4.4. TAX WITHHOLDING. All distributions under the Plan are subject to withholding of all applicable taxes, and the Committee may condition the delivery of any shares or other benefits under the Plan on satisfaction of the applicable withholding obligations. The Committee, in its discretion, and subject to such requirements as the Committee may impose prior to the occurrence of such withholding, may permit such withholding obligations to be satisfied through cash payment by the Participant.
4.5. GRANT AND USE OF AWARDS. In the discretion of the Committee, a Participant may be granted any Award permitted under the provisions of the Plan, and more than one Award may be granted to a Participant. Awards may be granted as alternatives to or replacement of awards granted or outstanding under the Plan, or any other plan or arrangement of the Company or a Subsidiary (including a plan or arrangement of a business or entity, all or a portion of which is acquired by the Company or a Subsidiary). Subject to the overall limitation on the number of shares of Stock that may be delivered under the Plan, the Committee may use available shares of Stock as the form of payment for compensation, grants or rights earned or due under any other compensation plans or arrangements of the Company or a Subsidiary, including the plans and arrangements of the Company or a Subsidiary assumed in business combinations.
4.6. DIVIDENDS. Only participants that have been issued stock will receive dividend payments
4.7. SETTLEMENT AND PAYMENTS. Awards may be settled through cash payments, the delivery of shares of Stock, the granting of replacement Awards, or combination thereof as the Committee shall determine. Any Award settlement, including payment deferrals, may be subject to such conditions, restrictions and contingencies as the Committee shall determine. The Committee may permit or require the deferral of any Award payment, subject to such rules and procedures as it may establish, which may include provisions for the payment or crediting of interest, or dividend equivalents, including converting such credits into deferred Stock equivalents. Each Subsidiary shall be liable for payment of cash due under the Plan with respect to any Participant to the extent that such benefits are attributable to the services rendered for that Subsidiary by the Participant. Any disputes relating to liability of a Subsidiary for cash payments shall be resolved by the Committee.

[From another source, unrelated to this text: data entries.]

PR #353, opened 2020-02-07
Update README.md

raravena80:
- SIG-Runtime was approved/created
- SIG-ContribExp is being proposed (the name is in flux)


amye:
As of Tuesday, I think the name is more like Contributor Strategy.

raravena80:
Thanks @amye. Updated.

PR #321, opened 2019-11-20
Project on-boarding Flowchart

ultrasaurus:
This PR has two commits
1) move [original flowchart](https://docs.google.com/drawings/d/1Nvq188i3LGoWgtu1Jdk0wmpOcB6ZxvAc8_ppPygbnus/edit) into mermaid markdown
2) alternate flowchart to match observed or what seems to be the emerging process

Not wed to any of these ideas, just attempting to provide a little structure to clarify

image

Issue #344, opened 2020-01-30
Sandbox Project Proposal Template 


erinaboyd:
# CNCF SIG Sandbox Project Request Template & Promotion Template

# <Project> 

## <Promotion/Acceptance> to CNCF <Incubation/Sandbox>

**Primary aim: This template helps a project to prepare for a presentation to the SIG, and then helps the SIG share the collated information with the TOC.**

**Authors:**

# Background

**_Link to TOC PR_**

**_Link to Presentation_**

**_Link to GitHub project_**

## Future Plans

# Project Scope

## Clear project definition

**_Does the project have a clear and well defined scope_**

## Value-add to the CNCF ecosystem

**_Does the project have a clear value add to the current project ecosystem. How does it relate to other projects with overlapping capabilities._**

## Alignment with other CNCF projects

**_Does the project align and actively collaborate with other CNCF projects?_**

**_Does the project require any specific versions of projects (or APIs) to interoperate?  (e.g. K8s API, CSI, CNI, CRI)?_**

**_Does the project augment or benefit other CNCF projects?_**

## Anticipated use cases

**_What problems does the project solve?_**

## Alignment with SIG Reference Model

**_Does the project align with the SIG CNCF reference model and which capabilities does it require/provide at each level of the reference model._**

## High level architecture

**_Describe the overall architecture of the project. Feel free to add diagrams._**

# Formal Requirements

**_Document that the project fulfills the requirements as documented in the [CNCF graduation criteria for sandbox](https://github.com/cncf/toc/blob/master/process/graduation_criteria.adoc#sandbox-stage)_**

**_Are there any anticipated issues with any of the criteria ?_**

**_Has the TOC been approached for sponsorship?   If yes, which TOC members have agreed to sponsor the project?_**

# CNCF IP Policy

**_Becoming a sandbox project requires adoption of the CNCF IP Policy: [https://github.com/cncf/foundation/blob/master/charter.md#11-ip-policy](https://github.com/cncf/foundation/blob/master/charter.md#11-ip-policy)_**

**_Note: there is a grace period after becoming a sandbox period to enable projects to adopt the policy, however, some prep is required to ensure there are no major blockers._**

**_Has the IP policy been reviewed?_**

**_List the repos for the project and their current license_**

**_List any dependent repos (upstream/downstream) that are required to build the project  (including but not limited to  libraries, commercial tools, plugins)_**

**_What actions are required to be compliant with the IP policy?_**

# Other Considerations

[...]

PR #355, opened 2020-02-07
Process flowchart, take two

lizrice:
Building on what is in #321, this is an attempt to take the contents of the Google slides version of the project flow, and merge it into our existing process docs. 

I also took the opportunity to eliminate some duplicate (but now out-dated) sandbox criteria documentation


process/project_proposals.adoc
```diff
@@ -1,7 +1,92 @@
...
+All exceptions (and "no" outcomes) are handled by the TOC. Timeframes are approximate, to set expectations.
+
+image::sandbox-process.png[Sandbox process]
+
+. *Project Proposal*
+   * Project proposed through a https://github.com/cncf/toc/issues[GitHub issue]
+   * Template TBD
+. *TOC Triage* _2 weeks max_
+   * Performed by any TOC member
+   * Lazy TOC consensus before declining outright
```
fkautz: any chance this could be worded to convey "not yes" instead of "no"?  I know it sounds trivial, but "not yes" conveys that the project can come back at a later time when it is more mature.

lizrice: good idea!

process/project_proposals.adoc
```diff
@@ -1,7 +1,92 @@
...
+
+=== Sandbox process
+
+All exceptions (and "no" outcomes) are handled by the TOC. Possible "no" outcomes include "not at this time", and the project may be encouraged to re-apply after addressing issues. Timeframes are approximate, to set expectations.
+
+image::sandbox-process.png[Sandbox process]
+
+. *Project Proposal*
+   * Project proposed through a https://github.com/cncf/toc/issues[GitHub issue]
+   * Template TBD
```
xiang90: here is the template: https://github.com/cncf/toc/blob/master/process/project_proposals.adoc

xiang90: oh... this is an editing of the old doc. i guess we should just move https://github.com/cncf/toc/pull/355/files#diff-92faef9f43706befa4fdea2c30f0685bR91-R109 to a new file, and use it as a proposal template.

process/project_proposals.adoc
```diff
@@ -1,7 +1,92 @@
...
+. *TOC Triage* _2 weeks max_
```
xiang90: 2 week max for triage phase is pretty tight. now the pipeline is > 10 weeks. saying "yes" to projects and moving projects to the next phase are straight forward. but if that is not the case, then 2 weeks is not enough since it will involve more discussion between TOCs and the community .

xiang90:
Looks great. thanks @lizrice .

process/project_proposals.adoc
lizrice: There is also https://github.com/cncf/toc/issues/344 in flight. I'd suggest we get this process merged and then we can consolidate on a proposal template as a next step

xiang90: ok. makes sense. 

#344 mainly wants to solve

> Primary aim: This template helps a project to prepare for a presentation to the SIG, and then helps the SIG share the collated information with the TOC.

But I agree with you on consolidation. We should just merge that proposed template with the original project proposal templated since there are a lot of overlappings. Maintainers do not need to create two docs: one for github issue record, one for the sig information collecting.

process/project_proposals.adoc
lizrice: Thanks @xiang90, I have clarified

xiang90:
@lizrice It seems that everyone likes this. probably we can get this merged in the next couple of days if there is no further comments? thanks!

4.8. TRANSFERABILITY. Except as otherwise provided by the Committee, Awards under the Plan are not transferable except as designated by the Participant by will or by the laws of descent and distribution.
4.9. FORM AND TIME OF ELECTIONS. Unless otherwise specified herein, each election required or permitted to be made by any Participant or other person entitled to benefits under the Plan, and any permitted modification, or revocation thereof, shall be in writing filed with the Committee at such times, in such form, and subject to such restrictions and limitations, not inconsistent with the terms of the Plan, as the Committee shall require.
4.10. AGREEMENT WITH COMPANY. An Award under the Plan shall be subject to such terms and conditions, not inconsistent with the Plan, as the Committee shall, in its sole discretion, prescribe. The terms and conditions of any Award to any Participant shall be reflected in such form of written document as is determined by the Committee. A copy of such document shall be provided to the Participant, and the Committee may, but need not require that the Participant sign a copy of such document. Such document is referred to in the Plan as an Award Agreement regardless of whether any Participant signature is required.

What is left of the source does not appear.